Economics

“Money is what money does”. Explain.

"Money is what money does". Explain.

“Money is what money does”. Explain.

Money was devised initially as a medium of exchange and a measure of value. However, it acquired over time some other functions also. The following couplet brings out the major functions of money.

Money is a matter of functions four: A medium, a measure, a standard, a store.

As this couplet reveals, money performs four major functions: (i) as a medium of exchange, (ii) as a measure of value, (iii) as a standard of deferred payment, and (iv) as a store of value. These functions of money are discussed below.

1. Medium of Exchange- Money functions as a medium of exchange between any two goods. This is the most important and unique function of money. The importance of this function lies in that it has solved one of the biggest problems of the barter system. In the barter system, for exchange to take place, there must be ‘double coincidence of wants.’ Double coincidence of wants exists when, between any two persons, one is willing to accept what the other person is willing to give in exchange. Until this condition is fulfilled, exchange cannot take place. For example, a weaver cannot exchange his cloth for shoes unless the shoemaker wants cloth. In a modern market economy, the problem of ‘double coincidence of wants’ is solved by money. Since money is acceptable to all, the weaver can sell his cloth to any willing person (say, to a farmer) for money and buy the shoes in exchange for that money. This system works efficiently because money can buy anything, it has purchasing power and is acceptable to all.

The uniqueness of the medium-of-exchange function of money comes from certain unique merits of money which are (a) general acceptability, (b) easy portability, (c) divisibility, (d) difficult to counterfeit, (e) value guaranteed by the government, and (f) legal enforceability as mode of compensation.

2. Measure of Value- The second basic function of money is that it works as the measure of value of goods and services or money of account. All values are measured in terms of money. As a measure of value, money works as a common denominator and as a unit of account. Today, unlike ‘barter system; the value of all the goods and services are expressed in terms of money. Money being a common denominator, the values of different goods can be added to find one value of all possessions of a person, of a firm and of a nation. In fact, money makes. computation of national income possible. In the absence of money, measuring value would be an extremely difficult proposition in a modern economy.
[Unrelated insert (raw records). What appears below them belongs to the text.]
PR #2563, opened 2022-03-03
bump hcl2 version

gruebel:

- bumped the `hcl2` version to latest one and adjusted some tests, the new output looks better I would say 😄 
- I also limited the `networkx` version, so the newest release won't be picked up, because they officially don't support Python 3.7 anymore
- some other minor adjustments, which I stumbled upon

### DIFF
--- a/tests/terraform/graph/variable_rendering/expected_data.py
+++ b/tests/terraform/graph/variable_rendering/expected_data.py
@@ -31,7 +31,7 @@ expected_eks = {
             "version": ["1.19"],
             "vpc_config": {
                 "security_group_ids": ["aws_security_group.master.id"],
-                "subnet_ids": "Tree('full_splat_expr_term', ['aws_subnet.eks', 'id'])"
+                "subnet_ids": "aws_subnet.eks[*].id"
             },
         }
     }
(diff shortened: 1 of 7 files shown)


tests/terraform/graph/variable_rendering/expected_data.py
```diff
@@ -31,7 +31,7 @@
             "version": ["1.19"],
             "vpc_config": {
                 "security_group_ids": ["aws_security_group.master.id"],
-                "subnet_ids": "Tree('full_splat_expr_term', ['aws_subnet.eks', 'id'])"
+                "subnet_ids": "aws_subnet.eks[*].id"
```
nimrodkor, line 34: @gruebel Very cool that we now support it. How do we parse it as graph node attributes? As a string?

gruebel: our Transformer in the `hcl2` lib was missing a method, that's why it looked so weird. let me check, how it looks like in the graph node 🧐

gruebel: @nimrodkor currently it is just a string

Saarett:
Nice!

Saarett (approved):

PR #2574, opened 2022-03-07
Workdir should be absolute path

JamesWoolfenden:

### DIFF
--- a/checkov/dockerfile/checks/WorkdirIsAbsolute.py
+++ b/checkov/dockerfile/checks/WorkdirIsAbsolute.py
@@ -3,6 +3,8 @@ import re
 from checkov.common.models.enums import CheckCategories, CheckResult
 from checkov.dockerfile.base_dockerfile_check import BaseDockerfileCheck
 
+ISABSOLUTE = re.compile("(^/[A-z0-9-_+]*)|(^[A-z0-9-_+]:\\\\.*)|(^\\$[{}A-z0-9-_+].*)")
+
 
 class WorkdirIsAbsolute(BaseDockerfileCheck):
     def __init__(self):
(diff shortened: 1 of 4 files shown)


checkov/dockerfile/checks/WorkdirIsAbsolute.py
```diff
@@ -0,0 +1,26 @@
...
+        name = "Ensure that WORKDIR values are absolute paths"
+        id = "CKV_DOCKER_10"
+        supported_instructions = ["WORKDIR"]
+        categories = [CheckCategories.CONVENTION]
+        super().__init__(name=name, id=id, categories=categories, supported_instructions=supported_instructions)
+
+    def scan_entity_conf(self, conf):
+        for mydir in conf:
+            mypath = mydir["value"]
+            if not re.match("(^/[A-z0-9-_+]*)|(^[A-z0-9-_+]:\\\\.*)|(^\\$[{}A-z0-9-_+].*)", mypath):
```
gruebel, line 21: please use `re.compile(...)` to create the regex as a "static" variable and then use it here, like here https://github.com/bridgecrewio/checkov/blob/f43ef11c3bc489cb1a28c24826ce4d778cf35813/checkov/arm/checks/resource/NSGRulePortAccessRestricted.py#L11

JamesWoolfenden: have done it. Whats does that achieve?

gruebel: then the `flake8` plugin `dlint` is able to check, if we have some issue inside the regex

gruebel (approved):
thanks 🚀

PR #2581, opened 2022-03-08
fix single item list attribute flattening

gruebel:

I did a mistake in my last PR, which will be fixed with this one, also added a test to prevent someone else for doing the same mistake 🙈


Saarett (approved):
🍪 🥛

PR #2592, opened 2022-03-09
Panos zone protection

jamesholland-uk:

A resource check for PAN-OS Terraform provider to ensure Zone Protection Profiles are configured for each zone. This can be configured in two different resource types, both are covered by this check.


gruebel (approved):
🥇

PR #2596, opened 2022-03-10
PAN-OS check for User-ID IncludeACL in Zones

jamesholland-uk:

Another check for PAN-OS. If User-ID is enabled for a zone (it is optional), an "include ACL" should be defined to provide the scope for source IP addresses used within User-ID. This can be configured in "panos_zone" or "panos_panorama_zone" resources. Both resource types are covered by this check.


gruebel (approved):
Thanks, as always great job 🥇

PR #2597, opened 2022-03-11
k8s:tf:Do not admit containers wishing to share the host IPC namespace

JamesWoolfenden:
Also contains a fix for CKV_K8S_3 as it can relate to a pos and a PSP


gruebel (approved):
💯

PR #2603, opened 2022-03-12
skip SLS sub resource if it is a file reference

gruebel:

- added a bit of code to skip `file` reference in a resource block
```yaml
resources:
  Resources: ${file(./serverless.${opt:stage}.yml)} 
```
- also moved the `DEFAULT_VAR_PATTERN` to the `common` module, because I somehow had circular dependency

### DIFF
--- a/checkov/cloudformation/checks/resource/aws/ECRPolicy.py
+++ b/checkov/cloudformation/checks/resource/aws/ECRPolicy.py
@@ -1,22 +1,25 @@
+from __future__ import annotations
+
 import json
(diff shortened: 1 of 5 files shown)


schosterbarak:
would this change our output for: https://github.com/OWASP/DVSA?

gruebel:
@schosterbarak nope, since it currently results in a runtime error for the whole file 😄  we just gain more resilient code.

nimrodkor (approved):

PR #2959, opened 2022-05-12
moved definitions logic from parser class to utils

PelegLi:

### DIFF
--- a/checkov/bicep/utils.py
+++ b/checkov/bicep/utils.py
@@ -1,6 +1,17 @@
 from __future__ import annotations
 
+import os
 from pathlib import Path
+from typing import Optional
+import logging
+
+from checkov.common.runners.base_runner import filter_ignored_paths
+from checkov.runner_filter import RunnerFilter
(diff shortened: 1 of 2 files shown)


checkov/bicep/utils.py
```diff
@@ -23,3 +34,42 @@ def clean_file_path(file_path: Path) -> Path:
...
+                full_path = os.path.join(root, file)
+                files_list.add(Path(full_path))
+    parser = Parser()
+
+    return parser.get_files_definitions(files_list)
+
+
+def create_definitions(
+        root_folder: str,
+        files: "Collection[Path] | None" = None,
```
gruebel, line 58: you forgot to import `from collections.abc import Collection` 🙂

achiar99 (commented):
You dont need to update the imports in the files that use these functions?

PelegLi:
> You dont need to update the imports in the files that use these functions?

they are already updated

achiar99 (approved):

PR #2967, opened 2022-05-14
fix ARM checks and add Bicep tests

gruebel:

Fixed couple of ARM checks, which probably never worked and an other one just supported the old api version. Also added Bicep tests for those checks to make sure they work for both ARM and Bicep.

### DIFF
--- a/checkov/arm/checks/resource/AppServiceAuthentication.py
+++ b/checkov/arm/checks/resource/AppServiceAuthentication.py
@@ -1,3 +1,7 @@
+from __future__ import annotations
+
+from typing import Any
+
 from checkov.common.models.enums import CheckResult, CheckCategories
 from checkov.arm.base_resource_check import BaseResourceCheck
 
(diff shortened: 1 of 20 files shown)


checkov/arm/checks/resource/AppServiceAuthentication.py
```diff
@@ -1,36 +1,39 @@
...
-            if conf["type"] == "Microsoft.Web/sites/config":
-                if "name" in conf:
-                    if "authsettings" in conf["name"]:
+    def scan_resource_conf(self, conf: dict[str, Any]) -> CheckResult:
+        if self.entity_type == "Microsoft.Web/sites/config":
+            if "name" in conf and "authsettings" in conf["name"]:
+                if "properties" in conf and "enabled" in conf["properties"]:
+                    if str(conf["properties"]["enabled"]).lower() == "true":
+                        return CheckResult.PASSED
+                return CheckResult.FAILED
```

In modern times, a society produces, buys and sells and consumes goods and services in such a large number, variety and quantity that measuring and expressing values in terms of commodities, as in barter system would be a rather impossible task. Money has made the task easier. Not only each good and service has a price, but also one can find and compare the relative prices in terms of money.

3. Money as a Store of Value- The third basic function of money is that it serves the purpose of storing value for future use. The need to store value must have arisen for such reasons as (i) there is a time gap between earning and consumption. (ii) need for storing value for future use arises due to uncertainties of life, and (iii) accumulative nature of the people: The advent of money has provided a means to store value for future use. Even the most perishable goods can be converted into money, provided there is a market for them, and value stored in terms of money. If prices do not increase over a long period, value can be stored for long without any significant loss in value.

4. Money as a Standard of Deferred Payments : Borrow today and repay tomorrow or buy today and pay later has been an old practice. This is a deferred payment system. One necessary condition of deferred payment is that the value returned after a time gap must be the same. During the barter days, it might be a difficult problem to judge whether the value returned after a lapse of time was the same. For example, whether a quintal of wheat borrowed today and returned one year later had the same value was a difficult question. The deferred payment system expanded to purchase of raw materials, payment of wages, salaries and pensions, payment by wholesalers to producers and by retailers to wholesalers and consumers to retailers. In the absence of money, the economic system would have not grown to today’s level and would have been extremely chaotic. The advent of money has solved the problem of deferred payment by its such unique merits as (i) it is generally acceptable (ii) it is legally enforceable, and (iii) it has a relatively more stable value than other commodities.